After her arrest all those years ago, she had learned to control her impulsiveness and consider the consequences of her actions before she acted. Ironically, learning that had actually made her a better hacker.
Knuckles rapped against the glass wall of her office. “Hey, Boss, what happened here tonight?”
She turned her attention to her young assistant, who leaned now in her open doorway. His bleached white-blond hair was all mussed up as if he’d been sleeping and his eyes were red-rimmed as if he’d been out partying before he’d fallen asleep. Maybe Martin Crouch wasn’t as young as she thought—he just dressed and acted young.
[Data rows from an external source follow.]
PR #2392, opened 2015-12-16
Add reversed option for sortBy

uruz:
It would be nice to have an option to sort the array with `_.sortBy` in a descending order, like it's done in Python's sorting function for lists.


akre54:
I'm afraid we can't just break argument order like that, so this is a no-go out of the gate. The simplest solution is to do `_.sortBy(arr, key).reverse()` if you need it.

This issue has been brought up a couple times in the past. Please do a search through the issues for some background.

jdalton:
There's been some discussion in [underdash](https://github.com/underdash/underdash/) about a `sortByOrder` method which can accept "asc" and "desc". I wonder if a better name is `orderBy`.

PR #2393, opened 2015-12-17
Improve example for _.every()

captbaritone:
Using `_.identity` (the default predicate) as an example predicate is confusing. It implies that `predicate` is actually a required argument and if you want to evaluate the values untransformed, you must pass `_.identity` explicitly.


akre54:
Looks good, thanks.

Issue #1415, opened 2020-02-04
Authentication flag for storage config options


brollb:
We should designate some options in the configuration for storage adapters as "authentication options." These options are then required for reading data including when downloading the values from the artifact index and when reading them as multiple inputs to a pipeline #1414

brollb:
Fixed by #1423

Issue #1414, opened 2020-02-03
Pipeline with multiple inputs (different storage adapters)


brollb:
It would be good to add a test to ensure that a single pipeline with multiple inputs (all with different storage adapters) will pass. I suspect this will fail currently - especially if one requires authentication info.

brollb:
The config needs to be updated to prompt for authentication info for each of the inputs and the generated files need to be updated to include this config info on the actual job. That is, it needs to be possible to use different credentials for inputs which may use the same backend.

PR #1417, opened 2020-02-05
Create download URL lazily from artifact index. Closes #1416

### LINKED ISSUE #1416: Create download URL lazily from the artifact index
The artifact index currently gets the download URLs for each artifact and uses it to generate the appropriate html for the given page. The download is then handled by the browser when the given anchor is clicked.

However, this is problematic for backends requiring authentication (related to #1415) as downloading the artifact may require the user to authenticate him/herself (and we certainly don't want to authenticate the user for every storage backend when the page loads!). Handling the download step programmatically will enable us to prompt the user for credentials for the given backend and only generate the URL as needed (relevant for S3 presigned urls in #1412).

brollb:
This updates the artifact index to create urls lazily. This is required as a prerequisite for #1415 and is related to #1414


brollb:
The integration tests do not test the UI and these are UI changes only. I am going to merge this but the underlying issue still should be addressed

PR #1420, opened 2020-02-05
Return copy of storage metadata. Fixes #1418

### LINKED ISSUE #1418: Ensure storage adapter metadata cannot be mutated
Currently, it is possible to modify the storage metadata info by requesting access with `getStorageMetadata` and then editing the resulting object. This should not be allowed.

brollb:


brollb:
As a note, I created a new function (rather than using `_.clone`) to keep the build for job utils small - especially since I only needed one simple function. This also avoids any issues due to `_.clone` implementing a shallow copy.

PR #1434, opened 2020-02-20
S3 Storage Support to deepforge using aws-sdk(Closes #1386)

### LINKED ISSUE #1386: S3 Storage Backend
It would be Nice to Have a `S3` compatible storage back-end like [minio](https://min.io/) as a custom storage Backend.

umesh-timalsina:
Add S3 Storage Support to DeepForge using `aws-sdk` client.


src/common/storage/backends/s3/Client.js
```diff
@@ -0,0 +1,199 @@
...
+        await this.s3Client.deleteObject(params);
+        await this.restoreS3Client();
+    };
+
+    S3Storage.prototype.stageConfigAndCreateNewS3Client = async function(dataInfo) {
+        this.stagedConfig = JSON.parse(JSON.stringify(this.config));
+        const {endpoint} = dataInfo.data;
+        const {accessKeyId, secretAccessKey} = this.config;
+        this.config = this.createS3Config({endpoint, accessKeyId, secretAccessKey});
+        this.ready = await this.initialize();
```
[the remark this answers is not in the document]
brollb: It might be more clear (and a bit cleaner) to make this a bit less stateful. In its current state, it could actually have some difficult to hunt down bugs due to this staging during async methods. (Suppose there is a default config, say config1, and two calls to `getFile` which each create two additional configs, config2 and config3. If you call `getFile` twice, the second call will overwrite the staged config and config1 will be lost.)

I would recommend updating `getS3Client` to accept an optional config. If none is provided, it can default to `this.config`. Then you can actually get rid of `this.s3Client` entirely and just instantiate a new client on each call.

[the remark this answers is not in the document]
brollb: We can also get rid of all the staging and restoring logic that way, too.

src/common/storage/backends/s3/Client.js
```diff
@@ -0,0 +1,199 @@
...
+            promisifyMethod(this.s3Client, 'putObject');
+            promisifyMethod(this.s3Client, 'deleteObject');
+            promisifyMethod(this.s3Client, 'headObject');
+            promisifyMethod(this.s3Client, 'listObjectsV2');
+        }
+    };
+
+    S3Storage.prototype.getS3Client = async function () {
+        await this.ready;
+        return this.s3Client;
```
brollb: See one of my later comments about updates here. Basically, it would be nice to remove `this.s3Client`

src/common/storage/backends/s3/metadata.json
```diff
@@ -0,0 +1,39 @@
+{
+  "name": "S3 Storage",
+  "configStructure": [
+    {
+      "name": "endpoint",
+      "displayName": "S3 Server URL",
+      "description": "URL for S3 Server",
```
brollb: It might be nice to give an example here. This description doesn't really tell us anything more than the display name.

src/common/storage/backends/s3/metadata.json
```diff
@@ -0,0 +1,39 @@
...
+      "value": "",
+      "valueType": "string",
+      "readOnly": false
+    },
+    {
+      "name": "accessKeyId",
+      "displayName": "Access Key",
+      "description": "Access Key for S3 Server.",
```
brollb: Not sure if we need a description for the next couple - they don't really add any meaningful information. Unless we wanted to provide examples.

src/common/storage/backends/s3/Client.js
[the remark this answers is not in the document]
umesh-timalsina: But wouldn't it mean that we will be creating `S3` Objects more than necessary? I agree that staging logic could be improved and kind of not necessary if we remove the class level reference to `s3Client`.

src/common/storage/backends/s3/Client.js
```diff
@@ -0,0 +1,199 @@
...
+    };
+
+    S3Storage.prototype = Object.create(StorageClient.prototype);
+
+
+    S3Storage.prototype.initialize = async function () {
+        if (require.isBrowser) {
+            return new Promise((resolve, reject) => {
+                try {
+                    require(['aws-sdk-min'], () => {
```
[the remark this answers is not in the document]
umesh-timalsina: This change request has been incorporated.

src/common/storage/backends/s3/Client.js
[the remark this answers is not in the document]
umesh-timalsina: `getS3Client` will now operate in the following Manner:
1. Wait till `aws-sdk` has been loaded.
2. If there's no config(use this.config), check if the current client is null, of it is null create a new `s3client` and assign it to this.s3Client. Return this.s3Client.
3. If `config` is provided create a new client based on the config and return the client object.

src/common/storage/backends/s3/metadata.json
umesh-timalsina: An example for this has been added to the metadata.

src/common/storage/backends/s3/metadata.json
umesh-timalsina: The description for Secret Key and Access Key has been removed.

src/common/storage/backends/s3/Client.js
```diff
@@ -0,0 +1,178 @@
...
+            return this.s3Client;
+        } else {
+            config = this.createS3Config(config);
+            return this.initializeS3Client(this.AWS, config);
+        }
+    };
+
+    S3Storage.prototype.createS3Config = function (config) {
+        return {
+            endpoint: config.endpoint || 'http://localhost:80',
```
brollb: Do we want localhost to be the default? Generally, we don't want users to use localhost whenever possible because this will not work on most compute backends

src/common/storage/backends/s3/Client.js
```diff
@@ -0,0 +1,178 @@
...
+        const s3Client = await this.getS3Client({endpoint, accessKeyId, secretAccessKey});
+        const data = await s3Client.getObject({
+            Bucket: bucketName,
+            Key: filename
+        });
+        return data.Body;
+    };
+
+    S3Storage.prototype.putFile = async function (filename, content) {
+        await this.createBucketIfNeeded();
```
brollb: As a very minor point, it might be nice to pass the s3Client to this argument to make it clear that it is using the same one as below. Not necessary though - just a comment for clarity.

src/common/storage/backends/s3/metadata.json
```diff
@@ -0,0 +1,37 @@
+{
+  "name": "S3 Storage",
+  "configStructure": [
+    {
+      "name": "endpoint",
+      "displayName": "S3 Server URL",
+      "description": "The url to access the S3 Server. This should be a valid S3 endpoint. Examples- http://locahost:9000, https://s3.amazonaws.com",
```
brollb: I would remove localhost as an example (trying not to deter its usage)

src/common/storage/backends/s3/Client.js
umesh-timalsina: Yeah, this is a good point. This will make more sense if this code is ever refactored such that `createBucketIfNeeded` is being used by Multiple other methods. I will refactor `createBucketIfNeeded` to take in an s3Client object.

src/common/storage/backends/s3/Client.js
umesh-timalsina: We could choose `https://s3.amazonaws.com` as default? Or `https://play.min.io`?

umesh-timalsina: The default now is `https://s3.amazonaws.com`

src/common/storage/backends/s3/metadata.json
umesh-timalsina: I have replaced this with `https://play.min.io:9000`

src/common/storage/backends/s3/Client.js
umesh-timalsina: `S3Storage.prototype.createBucketIfNeeded` now takes a `s3Client` object.

brollb:
I am getting "Object name contains unsupported characters" when trying to run an execution with this using play.min.io. This is related to https://github.com/minio/minio/issues/5874 and https://github.com/deepforge-dev/deepforge/issues/1438

PR #1453, opened 2020-03-04
Validate node arguments in 2PC Core. Closes #1452

### LINKED ISSUE #1452: Validate node argument types in TwoPhaseCore
It would be good to fail quickly rather than waiting until the command fails during `save`.

brollb:


brollb:
The failing test has been exposed by this improvement but is actually part of #1454 so it will not block the merge.

PR #1467, opened 2020-03-06
Start Deepforge Server in a Conda Environment (Closes #1447)

### LINKED ISSUE #1447: Start Server in a conda environment and use python 3.7
Related to #1402, Using conda to manage dependencies involves a three step process, so, the first step should be making sure that the conda environment is created and deepforge server should start in a that conda environment, also, we are currently testing every thing in python 3.5, we should update this to python 3.7 as python 3.5 is coming close to its end of life (https://devguide.python.org/#status-of-python-branches)

umesh-timalsina:
This PR has the following changes:
1. Uses Python 3.7 and conda to manage dependencies
2. Before starting the deepforge server activates the conda-environment the server is supposed to run in.


utils/conda-utils.js
```diff
@@ -0,0 +1,88 @@
...
+    const conda = spawnSyncCondaProcess(['-V']);
+    if (conda.status !== 0) {
+        throw new Error(`Please install conda before continuing. ${conda.stderr.toString()}`);
+    }
+};
+
+
+const createOrUpdateEnvironment = function (envFile) {
+    const env = yaml.safeLoad(fs.readFileSync(envFile, 'utf8'));
+    if (process.env.DEEPFORGE_CONDA_ENV && process.env.DEEPFORGE_CONDA_ENV !== env.name) {
```
brollb: This file seems like it is written to be used as a module rather than just a cli script. If so, this probably shouldn't rely on an environment variable in an internal method as it can have some unintended consequences when using it programmatically.

utils/conda-utils.js
```diff
@@ -0,0 +1,88 @@
...
+    const createOrUpdate = envExists(env.name) > -1 ? 'update' : 'create';
+    console.log(`Environment ${env.name} will be ${createOrUpdate}d.`);
+    spawnCondaProcess(['env', createOrUpdate, '--file', envFile],
+        `Successfully ${createOrUpdate}ed the environment ${env.name}`);
+
+};
+
+const spawnCondaProcess = function (args, onCompleteMessage, onErrorMessage) {
+    const condaProcess = spawn(CONDA_COMMAND, args, {
+        shell: os.type === 'Windows_NT' ? true : '/bin/bash'
```
brollb: Generally, it would be good to define a constant like `isWindows` and have the check there rather than having redundant checks. This is nice for a couple reasons:
- Easy to refactor (in case `os.platform()` is a better check for some reason)
- Minimize code duplication and related bugs. 

The second one is particularly relevant since `os.type` is not invoked so it is comparing a constant function and a constant string (always false).

brollb: Other checks are done correctly though

test/unit/external-utils/conda-utils.spec.js
```diff
@@ -0,0 +1,24 @@
+const condaUtils = require('../../../utils/conda-utils'),
```
brollb: I would recommend moving these inside the `describe` function.

bin/start-local.js
```diff
@@ -2,20 +2,31 @@
...
+
 // Set the cache to the blob
-if (gmeConfig.blob.type === 'FS') {
+if  (gmeConfig.blob.type === 'FS') {
     process.env.DEEPFORGE_WORKER_CACHE = path.resolve(gmeConfig.blob.fsDir + '/wg-content');
 }
 
 // process.env.NODE_ENV = 'local';
-execJob = spawn('node', [
+execJob = spawn(DEEPFORGE_SERVER_COMMAND, [
```
brollb: It is worth mentioning that this is only run when `deepforge start` is run without any arguments. Running `deepforge start -s` (starting only the server will not call `start-local.js`). This should probably be updated as it is only for legacy reasons. Unfortunately, this means that conda is only used when starting all the components at once and not when starting only the server.

bin/start-local.js
```diff
@@ -2,20 +2,31 @@
...
     path = require('path'),
-    env = {cwd: path.join(__dirname, '..'), NODE_ENV: process.env.NODE_ENV},
+    yaml = require('js-yaml'),
+    fs = require('fs'),
+    env = {cwd: path.join(__dirname, '..'), NODE_ENV: process.env.NODE_ENV, PATH: process.env.PATH},
     workerJob = null,
     gmeConfig = require(__dirname + '/../config');
 
+const DEEPFORGE_CONDA_ENV =
+    yaml.safeLoad(fs.readFileSync(path.join(__dirname, '..', 'base-environment.yml'))).name;
```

Peter Nowak must have called him in to help her look through her ransacked office.
“The building was broken into and Harold was injured,” she said. As soon as they had arrived at the company, she’d learned the name of the injured guard. Ash had checked in with the hospital again and had assured her that Harold was out of surgery and in stable condition. Fortunately, he would fully recover.
“Is—is he going to be okay?” Martin asked.
He must have been as shocked and horrified as she was. Despite checking security for banks and the government, the company had always been safe and secure—probably because most people didn’t realize exactly what kind of computer consulting they did.